Congress set a seven-year deadline for ratification and only 35 states had done so before the allotted time expired in 1982. Recently, three states - Alabama, Louisiana, and South Dakota - have sued the Archivist of the U.S. for illegally holding the ratification process open beyond the deadline and refusing to recognize the fact that five states rescinded their ratification by 1982.
This past week, the Justice Department Office of Legal Counsel weighed in with an opinion stating “because three-fourths of the state legislatures did not ratify before the deadline that Congress imposed, the Equal Rights Amendment has failed of adoption and is no longer pending before the States.” It would be unusual for the Archivist, who is part of the executive branch, to ignore the definitive statement of the executive branch on the subject.

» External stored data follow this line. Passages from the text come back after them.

PR #9855, opened 2022-07-27
Fixes #9789: Fix svg width calculation

### LINKED ISSUE #9789: Cable Trace for interface terminated on circuit not working
### NetBox version

v3.3-beta1

### Python version

3.9

### Steps to Reproduce

1. Create circuit
2. Create router with interface
3. Terminate circuit on router interface
4. Try to run Cable Trace

### Expected Behavior

Tracing should work like in v3.2.6

### Observed Behavior

Trace returns empty.

jaylik:

### DIFF
--- a/netbox/dcim/svg/cables.py
+++ b/netbox/dcim/svg/cables.py
@@ -178,7 +178,7 @@ class CableTraceSVG:
         """
         Draw a set of parent objects.
         """
-        width = self.width / len(obj_list)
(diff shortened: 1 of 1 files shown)


jeremystretch:
Thanks for the fix @jaylik, however I'm afraid the root issue goes a bit deeper than just the SVG rendering. (It concerns how attachments to provider networks are rendered from a path.) I think I have a fix worked out, and will merge something soon.

PR #9877, opened 2022-07-29
Resolves #9876 Conditions for webhook process tags

### LINKED ISSUE #9876: Improve support for referencing tags in webhook conditions
### NetBox version

v3.2.7

### Feature type

### Proposed functionality

Execute webhook only when we add tag to object. 
    {
      "attr": "tags",
      "value": "exempt",
      "op": "contains"
    }

Now, it does not work because tags are list of OrderedDict. It is not the bug #9797. 

### Use case

Only when we add tag to object (devices, ip-addresses and etc)  webhook is executed.

beginin:
### Fixes: #9876
Add compare in webhook condition for list of dict

### DIFF
--- a/netbox/extras/conditions.py
+++ b/netbox/extras/conditions.py
@@ -1,5 +1,6 @@
 import functools
 import re
+from collections import OrderedDict
 
 __all__ = (
     'Condition',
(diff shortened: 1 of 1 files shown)


jeremystretch:
Thanks for the proposal, but I'm afraid this sort of approach isn't going to work. It's extremely error-prone and will be difficult to maintain long-term. Please also note that #9876 has not yet been accepted, because no workable solution has been proposed. Happy to discuss further under that issue.

PR #9951, opened 2022-08-08
Fixes #9950 Open redirect fix after login

### LINKED ISSUE #9950: Open redirect to another domain after login with next query
### NetBox version

v3.2.7

### Python version

3.9

### Steps to Reproduce

On login the query string next can redirect to another domain with //www.google.com 
/login/?next={path} 
/login/?next=/home
/login/?next=//www.google.com 

### Expected Behavior

Only redirect to a Path of the current domain.
/login/?next=/home (success)
/login/?next=//www.google.com  (should fail and redirect to home)

### Observed Behavior

/login/?next=/home (success)
/login/?next=//www.google.com  (success)

pellepelle3:
### Fixes: #9950

This is just to make sure after login you are just redirecting to a path not another domain.
Otherwise if some one clicks on a link to Login, it could redirect them to malicious site without realizing it.

### DIFF
--- a/netbox/users/views.py
+++ b/netbox/users/views.py
@@ -91,7 +91,7 @@ class LoginView(View):
         data = request.POST if request.method == "POST" else request.GET
         redirect_url = data.get('next', settings.LOGIN_REDIRECT_URL)
 
-        if redirect_url and redirect_url.startswith('/'):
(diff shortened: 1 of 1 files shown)


jeremystretch:
Thanks for this @pellepelle3. Turns out Django has a `url_has_allowed_host_and_scheme()` utility function (introduced in v3.0) we can use which covers this as well as some additional corner cases.

PR #9964, opened 2022-08-09
Add a "clear" button for quick search

### LINKED ISSUE #9857: Add a "clear" button for object list quick search fields
### NetBox version

v3.2.7

### Feature type

New functionality

### Proposed functionality

Add a button next to the quick search field on object lists to clear the search value and reload the entire object list.

### Use case

Provides a slightly more convenient user experience when utilizing the quick search feature.

### Database changes

_No response_

### External dependencies

_No response_

jsenecal:
### Fixes: #9857
**Proposed functionality**
Add a button next to the quick search field on object lists to clear the search value and reload the entire object list.

**Use case**
Provides a slightly more convenient user experience when utilizing the quick search feature.


netbox/templates/inc/table_controls_htmx.html
```diff
@@ -2,31 +2,21 @@
...
-        type="text"
-        name="q"
-        class="form-control"
-        placeholder="Quick search"
-        hx-get="{{ request.full_path }}"
-        hx-target="#object_list"
-        hx-trigger="keyup changed delay:500ms"
-      />
+    <div class="input-group input-group-sm quicksearch hide-last-child">
+      <input type="search" results=5 name="q" id="quicksearch" class="form-control" placeholder="Quick search"
```
jeremystretch, line 6: Is `results=5` needed?

netbox/templates/dcim/device/interfaces.html
```diff
@@ -4,84 +4,85 @@
...
-            placeholder="Quick search"
-            hx-get="{{ request.full_path }}"
-            hx-target="#object_list"
-            hx-trigger="keyup changed delay:500ms"
-        />
-      </div>
+<div class="row mb-3 justify-content-between">
+  <div class="col col-12 col-lg-4 my-3 my-lg-0 d-flex noprint table-controls">
+    <div class="input-group input-group-sm quicksearch hide-last-child">
+      <input type="search" results=5 name="q" id="quicksearch" class="form-control" placeholder="Quick search"
```
jeremystretch, line 10: Same question as below re: `results=5`

jeremystretch (approved):
Awesome work @jsenecal, thank you! Had one question about a particular element but this works great!

netbox/templates/inc/table_controls_htmx.html
jsenecal: Switching the input field type to search enables HTML5 functionalities. 
One of those functionalities is to present the user a drop-down of recent searches, results limits this field to a fixed number of recent searches.
[results documentation](https://developer.mozilla.org/en-US/docs/Web/HTML/Element/input/search#results)

To be honest it's not really needed but makes the UI a bit easier to work with on certain browsers such as Safari (Computers and Mobiles)

netbox/templates/dcim/device/interfaces.html
jsenecal: Same answer :)

netbox/templates/inc/table_controls_htmx.html
jeremystretch: TIL, thanks!

PR #9981, opened 2022-08-11
re-enable markdown in custom columns

### LINKED ISSUE #9979: Markdown doesn't render in custom fields in table view
### NetBox version

v3.2.8

### Python version

3.8

### Steps to Reproduce

1. Create a custom field of type Text(long) for any content type, e.g. IPAM->IP addresses
2. Add some Markdown or raw HTML to the custom column for an IP address object in the IPAM
3. See that the Markdown/raw HTML is not rendering in the IPAM->IP addresses table view

This was working in v3.2.7, so this is probably due to this merge request:
https://github.com/netbox-community/netbox/commit/38350a102320ea4b1f6bdb81b454c452f9779d2b 

### Expected Behavior

Markdown should render in custom columns in the table view for any content type if field type Text(long) was chosen for the custom column.

### Observed Behavior

Markdown/raw HTML is not rendering for Text(long) custom columns in the table view of any content type like IPAM->IP addresses.

chcon:
### Fixes: #9979

Introduced a new column class _CustomFieldMarkdownColumn_ that combines the default markdown rendering behavior of the _MarkdownColumn_ with the custom column specific constructor parameters of the _CustomFieldColumn_.
That way markdown in custom columns should be both XSS safe and functional.


chcon:
@jeremystretch agreed, please check it again.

Democrats have introduced legislation to have Congress remove the deadline. The Justice Department opinion said there is no constitutional text or judicial precedent allowing for that. [p.28] While Congress has already extended the ERA deadline once, the Justice Department said the pending legislation is different this go-around because it purports to remove ANY deadline, not just extend the ERA again for another definite period of years. [p. 26] Also, removing the deadline would raise a whole host of nettlesome questions, such as whether a future Congress could kill a proposed amendment by shortening the deadline, and whether a two-third’s vote would be required for all questions relating to changing the substance or procedures of proposed amendments.
But the Justice Department does not have the final say. Virginia Attorney General Mark Herring has already said he will defend the ERA in court when the state ratifies it.
You can be sure all of this will end up in the Supreme Court eventually. Don’t forget the question of whether states can rescind their ratifications. The Constitution is silent and the Justice Department gave no opinion.
Lots of unanswered constitutional questions here. The show is about to begin.